Gabriel Woolf, yes indeed, has lead a very arty and creative career, mostly in radio drama where his voice talents have been feted, but that was the case in 1975 too - his radio career and voice talents were the reasons for his casting as Sutekh.
He turned up at my school in the mid-80's, for a Literature Evening dedicated to War Poets like Sassoon, Owen, Keyes etc. One thing I particularly remember was his rather accurate impression of Chamberlain's 1939 broadcast about this country being at war with Germany... I went up to him afterwards and asked for his autograph, saying that I'd always thought he was brilliant as Sutekh, which made him chuckle wrily... He wasn't annoyed, probably just amused...
As we've agreed before in this strand, Doctor Who's pretty brilliant in places, but as a whole it's just a long-running TV show that is fondly remembered for being either camp or cardboard or both, with mostly dodgy effects (and we all know that's because of the production standards of the 60's-80's).
No-one disputes that at least the first four Doctors were brilliant, and that it was played with conviction by everyone who was ever in it, but at the same time a part in Doctor Who - either titular or cameo - can hardly be described by ANYONE of a right mind (other than Tom Baker) as the pinnacle of an actor's career.
There was a fabulous Newcastle-based fanzine called 'The Invasion Of Tyne' back in 1992 which did an episode guide that simply sent the whole concept of one up.

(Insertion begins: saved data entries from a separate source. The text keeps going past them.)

PR #1640, opened 2026-05-10
fix bug in Makefile

benzjimny:
The compilation fails when I compile the code using gnu make on windows.
The root cause is in line 65 and 69 of the Makefile, the python script executes as binary.
It is better to use python to execute the script.
I fixed this bug and tested it. The code can be compiled on windows now.

### DIFF
--- a/Makefile
+++ b/Makefile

Every story, it was decided, featured Philip Madoc. Sometimes as the doctor.
Funnier on the page maybe.
Roger Delgado, lest we forget, featured in 'Quatermass II' - the BBC original. He actually performed one of the cliffhangers, with the same hysteria of a "Whittaker! Whittaker" from 'Journey Into Space'.

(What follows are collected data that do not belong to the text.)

PR #1643, opened 2026-05-22
STM32H7xx SPI Port

fredericotuchtenhag-spec:
### STM32H7xx family SPI Port
Creating pull request as i've finished the main functionality of the SPI peripheral on the H7 port. 
Remapped all register values to an independent header file which doesnt inherit anything from common_v2 or common_all, chose this path as to minimize confusion, as the register mapping in the SPI peripheral on the H7 are drastically different.


include/libopencm3/stm32/h7/rcc.h
```diff
@@ -409,34 +409,36 @@ LGPL License Terms @ref lgpl_license
...
 #define RCC_D2CCIP2R_LPTIM1SEL_SHIFT        28U
 #define RCC_D2CCIP2R_CECSEL_SHIFT           22U
-#define RCC_D2CCIP2R_USBSEL_MASK            0x3U
 #define RCC_D2CCIP2R_USBSEL_SHIFT           20U
 #define RCC_D2CCIP2R_I2C123SEL_SHIFT        12U
+#define RCC_D2CCIP2R_I2C123SEL_MASK         0x7U
 #define RCC_D2CCIP2R_RNGSEL_MASK            0x3U
 #define RCC_D2CCIP2R_RNGSEL_SHIFT           8U
-#define RCC_D2CCIP2R_USART16910SEL_SHIFT    3U
+#define RCC_D2CCIP2R_USART16SEL_SHIFT       3U
```
dragonmux, line 418: Not sure why you're removing the 9 and 10 parts of this constant, but this value does control those

include/libopencm3/stm32/h7/rcc.h
```diff
@@ -409,34 +409,36 @@ LGPL License Terms @ref lgpl_license
 
 #define RCC_D2CCIP2R_LPTIM1SEL_SHIFT        28U
 #define RCC_D2CCIP2R_CECSEL_SHIFT           22U
-#define RCC_D2CCIP2R_USBSEL_MASK            0x3U
```
dragonmux, line 412: Why are you removing this constant? It's correct, please don't do that - it breaks USB support.

include/libopencm3/stm32/h7/rcc.h
```diff
@@ -409,34 +409,36 @@ LGPL License Terms @ref lgpl_license
...
-#define RCC_D2CCIP2R_RNGSEL_LSI             3U
-#define RCC_D2CCIP2R_USART16SEL_PCLK2       0U
-#define RCC_D2CCIP2R_USART234578SEL_PCLK1   0U
-#define RCC_D2CCIP2R_USARTSEL_PCLK          0U
-#define RCC_D2CCIP2R_USARTSEL_PLL2Q         1U
-#define RCC_D2CCIP2R_USARTSEL_PLL3Q         2U
-#define RCC_D2CCIP2R_USARTSEL_HSI           3U
-#define RCC_D2CCIP2R_USARTSEL_CSI           4U
-#define RCC_D2CCIP2R_USARTSEL_LSE           5U
+#define RCC_D2CCIP2R_RNGSEL_HSI48           0
```
dragonmux: Please do not de-suffix these constants, they have the `U` suffix on them to make them unsigned so their usage doesn't cause signed-unsigned conversion errors and shift UB.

And Simon, I never much liked Pertwee. Sorry to break the mould of your otherwise fine comments. He began to bore me after series 7.
Bent - how come your name is red?
>Bent - how come your name is red?
Don't ask - I think it really is a case of sexual favours to the Corpses this time around...
Looking back on my comment that "the first four doctors were brilliant", in hindsight it's rather glib, but then it was meant to be... I forget the specifics of what I've written about Pertwee earlier in this forum, nothing hugely eulogical I should think. But I'm not a huge fan of him either, I've always been a Baker fan, of the Tom variety.
Pertwee had one or two good episodes after season 7, but mostly he minced about in a granny hair-do too often for my liking.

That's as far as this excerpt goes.